Business Plan for 2C Warming Scenario
2017 – Exxon Mobil Corporation
RESOLVED: Shareholders request that, beginning in 2018, ExxonMobil publish an annual assessment of the long-term portfolio impacts of technological advances and global climate change policies, at reasonable cost and omitting proprietary information. The assessment can be incorporated into existing reporting and should analyze the impacts on ExxonMobil' s oil and gas reserves and resources under a scenario in which reduction in demand results from carbon restrictions and related rules or commitments adopted by governments consistent with the globally agreed upon 2 degree target. This reporting should assess the resilience of the company's full portfolio of reserves and resources through 2040 and beyond, and address the financial risks associated with such a scenario.
Supporting Statement: It is our intention that this be a supportive but stretching resolution that promotes the longer-term success of the company.
In December 2015, 195 nations reached an agreement at the 21st Conference of the Parties to the UN Framework Convention on Climate Change to limit global average temperature rise to well below 2 degrees Celsius, with a stretch target of 1.5 degrees Celsius (Paris Agreement). The Paris Agreement, which went into effect on November 4, 2016, requires signatories to submit progressively stronger nationally determined contributions every five years with a view to ensuring that the objective to restrict warming to well below 2 degrees is met.
ExxonMobil recognized in its 2015 10-K that "a number of countries have adopted, or are considering adoption of, regulatory frameworks to reduce greenhouse gas emissions," and that such policies, regulations and actions could make its "products more expensive, lengthen project implementation timelines, and reduce demand for hydrocarbons." However, ExxonMobil has not presented any analysis to investors of how its portfolio performs under a 2 degrees scenario. Performing such an analysis is critical to informing a business strategy that meets ExxonMobil's objective of increasing energy access to the world's poorest, without conflicting with the Paris Agreement.
When ExxonMobil sought to exclude this resolution from the proxy statement last year, the SEC advised that "it does not appear that ExxonMobil's public disclosures compare favorably with the guidelines of the proposal."
The need for extractive companies to provide disclosure on the resilience of their portfolios to the transition to a low carbon economy is generally established.
ExxonMobil's peers BP, ConocoPhillips, Royal Dutch Shell and Total have endorsed 2 degrees scenario analysis.

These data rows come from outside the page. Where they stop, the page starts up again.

Issue #102, opened 2024-05-08
MicroUriSerializer check has incorrect logic


ALPayne18:
When a Micro URI is validated, it assumes that the entity.id() must be greater than 0.  
https://github.com/eclipse-uprotocol/up-cpp/blob/494b3313b55aaefe5b8b0376dd761b75fa96a78a/include/up-cpp/uri/serializer/MicroUriSerializer.h#L193C1-L195C6

However, this is not the case. The core uSubscription uService has an id == 0: 

```
// Subscription Service Interface definition
service uSubscription {
  option (name) = "core.usubscription"; // Service name
  option (version_major) = 3;
  option (version_minor) = 0;
  option (id) = 0;

```
This bug causes any URI for the uSubscription service to fail to serialize.

PLeVasseur:
Hi @ALPayne18 --

This _does_ look to be a legit bug.

I can find nowhere in the [Micro UUri](https://github.com/eclipse-uprotocol/up-spec/blob/main/basics/uri.adoc#43-micro-uris) spec mention of restricting the UEntity id to be non-zero.

Further review of `up-rust` and `up-java` also shows no such restriction in-place.

@gregmedd -- how'd we like to handle this?

gregmedd:
The spec explicitly calls out an ID of 0 as being for uSubscription, so I agree it needs to be fixed. Is @debruce or @billpittman available to grab this issue and put out a PR with a fix?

The Financial Stability Board's Task Force on Climate Related Financial Disclosures has indicated that it favors such analysis. Major asset managers (e.g. BlackRock, State Street Global Advisors) have called for improved climate risk disclosures. In the credit market, Moody's Global Ratings includes low demand scenarios in its ratings analysis of companies in high risk sectors such as the energy industry.
This resolution aims to ensure that ExxonMobil fully evaluates and discloses to investors risks to the viability of its assets as a result of the transition to a low carbon economy, including a 2 degrees scenario, in line with sector good practice.